Can anyone please share som field experience ?

Thanks and Regards,

Massimiliano

3 REPLIES 3

teiva-boy
Level 6

It doesn't matter.  BE will retain the blocks of data it needs, regardless of the append/overwrite periods.  So you do not have to pre-stage anything and keep it "indefinitely."

You also if capable (vSphere 4+ and HW level 7 VM's) would want to implement Full/Incr or Full/Diff AVVI backups and not just fulls everyday from a capacity standpoint.  This would would ensure that the index database doesn't grow too large, as well as not grow the dedupe folder larger/faster than anticipated.

InsentraCameron
Level 4
Partner Accredited Certified

Hi Teiva-boy,

From what you are saying then, the key thing disadvantage to doing continual fulls is the indexes will grow to quickly and be more of a hassel to manage. I have wondered in the past why people wouldn't do full backups forever.

teiva-boy
Level 6

The dedupe process works like this (mind you this is very high level):

  1. Scan the data on the volume
  2. Break the data into fixed segments
  3. Assign each segment a unique MD5 hash (UID)
  4. Update the database with these UID's
  5. Compare what the client sent to whats in the dedupe database via UID look-ups
  6. Tell client to only send the unique data segments from the volume.

 

So here is where things get interesting from what I just wrote...
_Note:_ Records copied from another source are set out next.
PR #1583, opened 2019-10-04
Clears statusbar notifications on opening a fragment

### LINKED ISSUE #1348: Status bar notification not cleared when visiting notifications page
### Actual behaviour
Status bar notification isn't cleared when visiting the notification page in the app

### Expected behaviour
Status bar notification should be cleared

 
### Steps to reproduce
1. Get a notification from the server
2. Open app from launcher
3. Go to notification page via drawer

No (no notifications in demo mode)

#### Client
* Android version: 9
* Device model: OnePlus 6
* Stock or customized ROM: LineageOS 16.0
* App version: 2.6.19 beta
* Build flavor : full
* Device language: DE

#### Server
* Server version: 2.4
* Reverse Proxy: no
* Authentication method : none

#### openHAB Cloud
* openHAB Cloud version: myopenhab
* Self hosted cloud or myopenhab.org: myopenhab
* Authentication method : user/pw

Kshitij09:
App notifications are cleared on opening the notifications page in the app. Currently clearing all the notifications.
Fixes #1348

Signed-off by: Kshitij Patil <kshitijpatil98@gmail.com> (github:Kshitij09)

### DIFF
--- a/mobile/src/main/java/org/openhab/habdroid/ui/CloudNotificationListFragment.kt
+++ b/mobile/src/main/java/org/openhab/habdroid/ui/CloudNotificationListFragment.kt
@@ -13,6 +13,8 @@
 
 package org.openhab.habdroid.ui
 
+import android.app.NotificationManager
+import android.content.Context.NOTIFICATION_SERVICE
 import android.os.Bundle
 import android.util.Log
 import android.view.LayoutInflater
@@ -111,6 +113,7 @@ class CloudNotificationListFragment : Fragment(), View.OnClickListener, SwipeRef
     }
 
     private fun loadNotifications(clearExisting: Boolean) {
+        clearStatusbarNotifications()
         val activity = activity as AbstractBaseActivity? ?: return
         val conn = ConnectionFactory.cloudConnection
         if (conn == null) {
@@ -145,6 +148,14 @@ class CloudNotificationListFragment : Fragment(), View.OnClickListener, SwipeRef
                 Log.e(TAG, "Notifications request failure", e)
             }
         }
+    }
+
+    // Statusbar notifications should be cleared on visiting notifications page
+    // in the app. Currently clearing all the notifications, but it could be
+    // modified further to remove specific only.
+    private fun clearStatusbarNotifications() {
+        val notificationManager: NotificationManager = activity?.getSystemService(NOTIFICATION_SERVICE) as NotificationManager
+        notificationManager.cancelAll()
     }
 
     private fun handleInitialHighlight() {


mobile/src/main/java/org/openhab/habdroid/ui/CloudNotificationListFragment.kt
```diff
@@ -147,6 +150,14 @@ class CloudNotificationListFragment : Fragment(), View.OnClickListener, SwipeRef
         }
     }
 
+    // Statusbar notifications should be cleared on visiting notifications page
+    // in the app. Currently clearing all the notifications, but it could be
+    // modified further to remove specific only.
```
maniac103: Doing that is necessary, as we also have other notifications (e.g. for background work). You'd need to add a new method to `CloudMessagingHelper` (e.g. named `clearAllNotifications`) which then probably should call into a static method in `FcmMessageListenerService`, clearing the summary notification + all GCM notifications (see `getGcmNotificationCount` for how to detect this) there.

Kshitij09:
I accidently deleted the local and fork repo of this Pull Request. I'll follow up with new one considering all the suggestions given here.

mobile/src/main/java/org/openhab/habdroid/ui/CloudNotificationListFragment.kt
Kshitij09: So should I make provision to delete individual notification (by notificationId) as well ?

maniac103: What do you mean exactly? We certainly don't need a way to locally remove individual notifications, but pushing out 'hideNotification' messages for the IDs we clear locally during clear-all seems like a good idea to me. In fact, doing so is already supported by passing `FcmMessageListenerService.SUMMARY_NOTIFICATION_ID` to the notification hiding methods in `FcmRegistrationService`.

Kshitij09: I've implemented a method in CloudMessagingHelper which clears all the notifications using NotificationManager. I could've reused the code from FirebaseMessagingService for the same, but my implementation adds up only two lines of code. So I suppose this would be fine.

However, one strange thing I noticed is, I'm getting 0 notifications in response to http request made in NotificationListFragment to get all notifications. Is this because I'm using dummy UUID and secret to send notifications from server ? or is this some kind of bug ?

Kshitij09: How can I get non-null context for calling FcmRegistrationService's static methods ?

mueller-ma: It depends. If you're in an activitiy, you can use `this` as context. Otherwise you can enter context and Android Studio should suggest a context getter function.
If not, you must pass `context` as argument to the function where you need it.

mueller-ma: > However, one strange thing I noticed is, I'm getting 0 notifications in response to http request made in NotificationListFragment to get all notifications. Is this because I'm using dummy UUID and secret to send notifications from server ? or is this some kind of bug ?

The notifications send via the web interface are no "real" notifications, thus you don't see them if you enter the Notifications site in the app.

Kshitij09: If I've to send hideNotificationRequest() using FcmRegistrationService, what would be the senderId ?

maniac103: See https://github.com/openhab/openhab-android/blob/master/mobile/src/full/java/org/openhab/habdroid/core/FcmRegistrationService.kt#L107 and its caller.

  • You are limited by HDD read speeds in step 1.
  • #4,5 require fast disk, CPU and enough memory to read and update the dedupe database.
  • #3,4 will grow the dedupe database over time, prematurely.  If you continue to send FULL's, the database grows faster than normal, affecting the 2nd bullet point I mentioned above.

While you could do fulls all the time, it's not recommended, and you should just continue to do backups as you did in the past with a traditional full/incr or full/diff methodology.